In 1978, the U.S. Department of Labor issued a formal opinion letter exempting service advisors from FLSA protections. Then in 2011, they reversed their opinion and stated that service advisors were not exempt because they do not personally service automobiles.
The respondents in the Encino case were service advisors at a Mercedes-Benz dealership in California who filed suit against the dealership under the FLSA for time-and-a-half overtime pay after working more than 40 hours in a week.
The 2018 Encino decision was the second time the Supreme Court heard the case.
In 2016, the Ninth Circuit Court of Appeals relied on the Department of Labor’s 2011 ruling when they issued their first decision that the exemption does not include service advisors, and then the Supreme Court remanded it.

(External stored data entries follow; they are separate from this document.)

PR #9183, opened 2026-06-01
Fixed Attribute Cost Campaign Option Not Being Correctly Hooked Up to GUI

IllianiBird:
Unfortunately it looks like, when the ability to change Attribute Costs was added, it was not properly affixed to the UI. Meaning the cost was in place, but there was no way for the players to access it. Now there is.

Marked it as a new-to-51.0 option, as to the player base it effective is.


VicenteCartas (approved):
I'll make sure I merge this to my branch.

PR #9185, opened 2026-06-01
Lowered Accessibility of `CurrentLocation` Text Helper Methods

IllianiBird:
Spotted a couple of help methods in `CurrentLocation` that had been set up as global statics. Methods like this should never be made global as they should not be accessed outside of the relevant class/package.

Reduced accessibility to local static and moved the helper into the class that uses them.


psikomonkie (approved):
Nice!

hokvel:
That was my change. The reasoning is that we want to share the resource bundle between `CurrentLocationPanel` and `AbstractLocation`. Agreed that access scope is too broad. Maybe the middle ground is to copy the methods, but reuse `RESOURCE_BUNDLE` from `AbstractLocation`.

hokvel:
Also, the same public static is likely still present in `AbstractLocation`.

IllianiBird:
Yeah that should probably be package-private

IllianiBird:
Confirming that the static in AbstractLocation is package-private, but won't be accessible to CurrentLocationPanel as it doesn't extend AbstractLocation. The change in this PR matches current practice elsewhere.

PR #9186, opened 2026-06-01
Added Ability to Pay XP to Replenish Edge at Any Time

IllianiBird:
Designed to work alongside an earlier change that reduced the rate Edge is replenished, this PR allows players to pay 20 XP (campaign option) to replenish all spent edge. Perfect if there is a hard repair task or scenario you want to be fully loaded for.

### DIFF
--- a/MekHQ/src/mekhq/campaign/campaignOptions/CampaignOptions.java
+++ b/MekHQ/src/mekhq/campaign/campaignOptions/CampaignOptions.java
@@ -579,6 +579,7 @@ public class CampaignOptions {
 
     private int attributeCost;
     private int edgeCost;
+    private int edgeRefreshCost;
     // endregion Experience Tab
 
     // region Skills Tab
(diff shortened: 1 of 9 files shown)


MekHQ/src/mekhq/campaign/campaignOptions/CampaignOptions.java
```diff
@@ -1250,6 +1251,7 @@ public CampaignOptions() {
         missionXpSuccess = 3;
         missionXpOutstandingSuccess = 5;
         edgeCost = 10;
+        edgeRefreshCost = 20; // Taken from ATOW
```
hokvel: ATOW 3rd printing, p.43. Also it is called "edge recovery" in the rulebook, so it might be a better name to avoid confusion in the future.

IllianiBird: Good call

HammerGS (approved):

PR #9187, opened 2026-06-01
Fixed `getFormattedText` Incorrectly Double Formatting Text Resulting in Display Errors

IllianiBird:
`getFormattedText` calls `getFormattedTextAt`, both parse the text through `MessageFormat.format` which causes anything with an apostrophe to get mangled. Normally you need to double an apostrophe, to escape it, however due to this bug developers would have actually needed to escape apostrophe _twice_ with `'''` appearing as `'`, whereas missing the third apostrophe would cause html to break formatting.

### DIFF
--- a/MekHQ/src/mekhq/utilities/MHQInternationalization.java
+++ b/MekHQ/src/mekhq/utilities/MHQInternationalization.java
@@ -124,7 +124,7 @@ public class MHQInternationalization {
      * @return the localized string
      */
     public static String getFormattedText(String key, Object... args) {
-        return MessageFormat.format(getTextAt(getInstance().defaultBundle, key), args);
+        return getFormattedTextAt(getInstance().defaultBundle, key, args);
     }
 
     /**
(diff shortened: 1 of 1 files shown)


MekHQ/src/mekhq/utilities/MHQInternationalization.java
```diff
@@ -124,7 +124,7 @@ public static String getText(String key) {
      * @return the localized string
      */
     public static String getFormattedText(String key, Object... args) {
-        return MessageFormat.format(getFormattedTextAt(getInstance().defaultBundle, key), args);
+        return MessageFormat.format(getTextAt(getInstance().defaultBundle, key), args);
```
psikomonkie: Would using just `return getFormattedTextAt(getInstance().defaultBundle, key, args);` work - removing the extra MessageFormat.format wrapping it, instead of replacing the inner method?

IllianiBird: For sure! :)

 That was my original change but then second-guessed myself. Easily corrected.

NickAragua (approved):

HammerGS (approved):

PR #9190, opened 2026-06-01
Show 'Allow Overtime' button only in the Repair Bay and Warehouse tabs

hokvel:
The button is now present only in places where we show AsTech pool instead of being in the status bar. Wiring that synchronizes button state across the tabs was also added.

The Ninth Circuit Court arrived at the same decision after rehearing the case, and the Supreme Court reversed the decision with the 2018 Encino ruling.
In its decision, the Supreme Court held that the code does exempt service advisors from the FLSA’s overtime requirements because they are “salesmen primarily engaged in servicing automobiles.”
Justice Clarence Thomas noted in the majority opinion that the Ninth Circuit Court of Appeals had reasoned that exemptions to the FLSA could be narrowly construed, and he wrote that the FLSA should not be interpreted this way. Thomas wrote, “because the FLSA gives no textual indication that its exemptions should be construed narrowly, they should be given a fair reading.”
In the dissenting opinion, Justice Ruth Bader Ginsburg wrote, “In a single paragraph, the Court ‘reject[s]’ this longstanding principle as applied to the FLSA … without even acknowledging that it unsettles more than half a century of our precedent.”
Effects of the Encino ruling on overtime
The primary parties affected by the Encino decision are service advisors at car dealerships who are now conclusively exempt from the federal overtime requirement. The impact of Encino could be much broader, however, because courts had relied on the narrow construction doctrine for decades.
The rejection of narrow construction could have far-reaching effects on FLSA decisions in lower courts. Still, some courts may be inclined to withstand Encino, possibly through interpretations of exemptions under state law.